[Opening Supplied records section]

PR #577, opened 2026-07-12
Pipeline worktree GC: reclaim orphaned jrun worktrees

danieljhkim:
## Task

[ORB-10173](https://orbit-cli.com/tasks/ORB-10173) — Pipeline worktree GC: reclaim orphaned jrun worktrees

## Problem

A disk-cleanup sweep on dk-server-1 (2026-07-12) found **116G** of stale Orbit pipeline job-run worktrees under `codebases/orbit/.orbit/state/worktrees/orbit-jrun-*/` — 13 directories, each 519M–20G, almost entirely build artifacts. No run was active against any of them; they are orphaned leftovers of completed/failed job runs.

Root fs was at 76% (248G/342G). The sweep reclaimed 113G from *unmanaged* target dirs (primary checkout + dev worktrees) but deliberately did not touch anything under `.orbit/state/` — that is Orbit-managed state, and reclaiming it is Orbit's job, not a shell script's.

Orbit creates a job worktree per pipeline run and never reclaims it, so disk grows every run and never shrinks. This is a slow leak that will re-fill the disk within weeks.

Related: friction **F2026-07-019** (filed by the cleanup run), same orphaned-run family as **F2026-07-016 / ORB-10153**.

## Scope — two parts

**1. Worktree GC on run completion.** When a job run reaches a terminal state (done / failed / cancelled), Orbit should remove its worktree. Needs a retention policy — a failed run's worktree is useful for debugging, so keep failures for N days (suggest 7) or the last K failures, and reap successes immediately (or after a short grace window). Make the policy configurable, with sane defaults.

**2. Reclaim the existing orphans + reconcile.** GC-on-completion doesn't help worktrees whose run record is already terminal-or-lost. Add a sweep/`gc` entry point that reconciles `.orbit/state/worktrees/*` against the run table and reclaims any worktree with no live run (cancelling orphaned run records — `orbit run cancel <jrun>` — where the record is stuck non-terminal). It must be safe to run while other runs are in flight: never touch a worktree with a live run, and hold whatever lock the pipeline uses.

GC must be **language-agnostic** — it reclaims the worktree directory, whatever the workspace's build system put there (Rust `target/`, Java `build/`, Python `.venv/`, node_modules, …). Nothing here should special-case Cargo.

## Out of scope

[...]

PR #582, opened 2026-07-12
Add managed pipeline worktree GC under orbit gc

danieljhkim:
## Task

[ORB-10182](https://orbit-cli.com/tasks/ORB-10182) — Add managed pipeline worktree GC under orbit gc

## Problem

Pipeline worktrees and their language-specific build artifacts can accumulate without bound. PR #577 / ORB-10173 attempted cleanup under `orbit run gc`, but its command ownership and concurrency/data-safety model were insufficient.

## Why It Matters

Worktrees are the largest known disk leak, but they may also contain live work, resumable failures, dirty changes, or unmerged branches. Collection must be urgent without being lossy.

## Scope

Implement `orbit gc worktrees` on the shared framework. Reconcile only Orbit-managed worktrees with run ownership, reuse the classifier for terminal-run cleanup, and apply status-specific retention.

## Constraints / Notes

- Never delete a live/current/inconclusive worktree.
- Revalidate ownership atomically under the GC/run-claim lock immediately before mutation.
- Do not blindly delete unknown directories, dirty source-bearing trees, or unmerged branches.
- Removal is language-neutral and must not special-case Cargo.

### Acceptance Criteria

- `orbit gc worktrees` reports and, only with `--apply`, reclaims eligible Orbit-managed worktrees using the shared GC report.
- Live-run, current-cwd, liveness-inconclusive, dirty source-bearing, unknown-owner, and resumable interrupted worktrees are retained with explicit reasons.
- Success/cancelled and failed/interrupted worktrees have separately configurable retention based on persisted run timestamps.
- Ownership is revalidated atomically against run claim/start before deletion; a race test proves a pending run becoming live cannot be cancelled or removed.
- Use `git worktree remove/prune`; never automatically delete an unmerged or unpushed task branch.
- On-terminal cleanup and manual GC share exactly the same classifier and retention policy.
- Tests cover live, dead, missing-record, current-cwd, dirty, retained failure, unknown directory, and idempotent/concurrent execution.
- A live-box validation records before/after worktree bytes and filesystem usage, and resolves or explicitly re-scopes F2026-07-019 plus the overlapping ORB-10153 family.
- `make ci-fast` and focused core/CLI tests pass.

## Execution Summary

<details>

Outcome: success
Changes:
- Added the `WorktreeGcCollector` to the shared plan/apply/report framework with persisted run clocks, separate success/failure retention, current-cwd/live-or-inconclusive/resumable/dirty/unknown-owner/unmerged/unpushed protections, Git-only removal/prune, immediate revalidation, byte accounting, and idempotent manifests.
- Wired `orbit gc worktrees`, qualified CLI retention overrides, selected-workspace runtime resolution, typed `[gc.worktrees]` config, config reporting, and design/changelog documentation.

[Closing Supplied records section]

#### Goal of the exercise:
Identify each line in the records above containing the word "bearing"; copy those lines.

#### Response below:
- Do not blindly delete unknown directories, dirty source-bearing trees, or unmerged branches.
- Live-run, current-cwd, liveness-inconclusive, dirty source-bearing, unknown-owner, and resumable interrupted worktrees are retained with explicit reasons.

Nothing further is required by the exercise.